Limitations & Future Work

  • The authors acknowledge that focusing on logical inconsistency may not capture all aspects of temporal understanding.
  • Improvements on ActivityNet-CON are relatively modest, as event descriptions in that dataset tend to be longer and noisier.
  • Internal mechanism analysis is limited to TimeChat and Qwen2.5-VL; generalizability to additional architectures requires further validation.
  • TCAS must be applied during training and cannot be directly used as a training-free inference-time enhancement (although the causal intervention experiments hint at the possibility of inference-time intervention).
  • vs. TimeChat/VTG-LLM: These methods enhance temporal understanding by adding temporal modules, but do not analyze why models struggle with temporal understanding. The present paper identifies the root cause from an interpretability perspective and proposes a more lightweight solution.
  • vs. Jung et al. (consistency benchmark): That work introduced a benchmark and the VTune dataset for evaluating consistency but did not investigate the underlying causes of inconsistency. The present paper builds upon it to analyze the mechanism in depth and propose improvements.
  • vs. LLM interpretability works: Nikankin et al. study modality-specific circuits in image–text models; Li et al. identify LLM decoders as a bottleneck for visual reasoning.

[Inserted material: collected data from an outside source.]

PR #109, opened 2015-10-13
Remove required_stacks tag

berndtj:
The required_stacks tag could get longer than the AWS limit of 255
chars.  This would cause a stacker build to fail for a largish
deployment.  The required_stacks tag was unused, and all operations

The present paper further attributes the bottleneck to insufficient discriminability in cross-modal attention heads.

Rating

  • Novelty: ⭐⭐⭐⭐ First work to analyze temporal consistency in Video-LLMs from an interpretability perspective, forming a complete diagnosis-to-treatment loop.
  • Experimental Thoroughness: ⭐⭐⭐⭐ Multi-model, multi-dataset evaluation; causal intervention validation; hyperparameter analysis; robustness on long videos.
  • Writing Quality: ⭐⭐⭐⭐⭐ Rigorous logical chain, progressing layer by layer from phenomenon to analysis to method to verification.
  • Value: ⭐⭐⭐⭐ Reveals the root cause of temporal understanding inconsistency; the proposed method is concise, effective, and generalizable.